ソロスの言動からわかる、国際金融資本の意志
ここまでのソロスの言動から、世界の裏を読み解いてみましょう。
まず、ソロスは、「反ブッシュ」「反一極主義」である。08年1月、ソロスは、「ドル時代の終焉」を宣言し、「アメリカ時代の終わり」を事実上容認した。
一方で、10年時点でソロスは、中国を絶賛している。「今起こっていることは、イギリスからアメリカに覇権が移った時代によく似ている」とし、中国が覇権国家になることを、肯定している。
ところが12年から徐々に反中国に転じ、いまではむしろ「中国経済崩壊」をはやめるような言動をしている(ソロスが、「ハードランディングは不可避だ!」といえば、投資家や企業はますます逃げ、本当にハードランディングする可能性が増すでしょう)。
一体ソロスに何が起こったのでしょう。
皆さんはおわかりですね。
国際金融資本は、「中国は俺たちに従順だから、アメリカから中国に覇権が移っても、俺たちが支配を継続できる」と思っていた。しかし、中国は、次第に傲慢になり、国際金融資本のいうことを聞かなくなってきた。
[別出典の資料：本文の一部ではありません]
PR #726, opened 2026-02-16
Optimize ACLs synchronization

ThomasCAI-mlv:
**Implementation proposal**
This PR attempts to optimize the ACLs executor:

- Uses `Set` (`HashSet` from Stream API `.collect(Collectors.toSet()`) instead of `List` for the full list of ACLs, to have `O(1)` time complexity for the `.contains()` method used to compute the `toCreate` and `toDelete` ACLs lists
- Uses `Set` for the managed users list for the same reason
- Does the computation of the `toDelete` only if the `drop.unsync.acls` parameter is activated
- Calls the AdminClient to create/delete ACLs only if the `toCreate` and `toDelete` list is not empty
- Splits the ACLs conversion between KafkaStreams and Transactions (for EOS connectors)
- Uses logging guard and Fluent API for trace logs in order not to calculate some ACLs lists when not at the correct log level: the logging guard is used because variable used in lambda must be final
- Uses Stream API `.anyMatch()` operation to find if namespace has any KafkaStream, as it returns the result faster

**Before this PR**
For each ns4kafka GROUP OWNER ACL on resource "group"
- if the associated namespace has TransactionsEnabled or has any KafkaStream, there will be 4 ACLs:
  - WRITE PREFIXED transactional Id `group` 
  - DESCRIBE PREFIXED transactional Id `group` 
  - WRITE PREFIXED transactional Id `connect-group` 
  - DESCRIBE PREFIXED transactional Id `connect-group` 

**After this PR**
For each ns4kafka GROUP OWNER ACL on resource "group"
- if the associated namespace has TransactionsEnabled, there will be 4 ACLs:
  - WRITE PREFIXED transactional Id `group` 
  - DESCRIBE PREFIXED transactional Id `group` 
  - WRITE PREFIXED transactional Id `connect-group` 
  - DESCRIBE PREFIXED transactional Id `connect-group`
- if not and if the namespace has any KafkaStream, only those 2 ACLs will be created:
  - WRITE PREFIXED transactional Id `group` 
  - DESCRIBE PREFIXED transactional Id `group`

### DIFF
--- a/src/main/java/com/michelin/ns4kafka/service/executor/AccessControlEntryAsyncExecutor.java
+++ b/src/main/java/com/michelin/ns4kafka/service/executor/AccessControlEntryAsyncExecutor.java
@@ -227,9 +227,9 @@ public class AccessControlEntryAsyncExecutor {
                                             USER_PRINCIPAL + namespace.getSpec().getKafkaUser()))
                     .collect(Collectors.toSet());
 
-            // Filter out the ACLs to retain only those matching
+            // Remove ACLs of users not managed by Ns4kafka
             userAcls.removeIf(
-                    aclBinding -> managedUsers.contains(aclBinding.entry().principal()));
+                    aclBinding -> !managedUsers.contains(aclBinding.entry().principal()));
         }
 
         // Use logging guard so the ACLs list is only computed when at trace log level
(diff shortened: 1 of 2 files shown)


ThomasCAI-mlv:
The 4 new issues regarding order of imports can be fixed in another PR

PR #732, opened 2026-02-20
Fix initialization progress reporting

loicgreffier:


ThomasCAI-mlv (approved):
Good catch & LGTM! The delay was working well with the "field injection" but not with the constructor injection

中国はこれまで、「欧米のつくった枠の中でパワーを得たいだけで、それ以上の野望はない」と繰り返していた。ところが欧米の枠の外に「AIIB」をつくるなどして、国際金融資本に挑戦しはじめた。ソロスも、「中国は、もはや自分勝手に動きはじめた」ということで「反中」に転じたのでしょう。
過去、一極支配を進めるブッシュ政権と多極世界構築を目指すソロスの意見は異なっていた。しかし、今は、「中国崩壊」を目指すアメリカ政府とソロスの思惑が一致している。つまり、「国際金融資本」も「中国つぶしに動きはじめた」ということなのです。
そして、アメリカ政府は、中ロを分断するために、ロシアとの「和解」に動いています。反ロシアだったソロスも、欧州に「ロシアと和解せよ」といっている。
要は、ブッシュ時代バラバラだったアメリカ政府と国際金融資本が1つになって「中国をつぶす」ということなのでしょう。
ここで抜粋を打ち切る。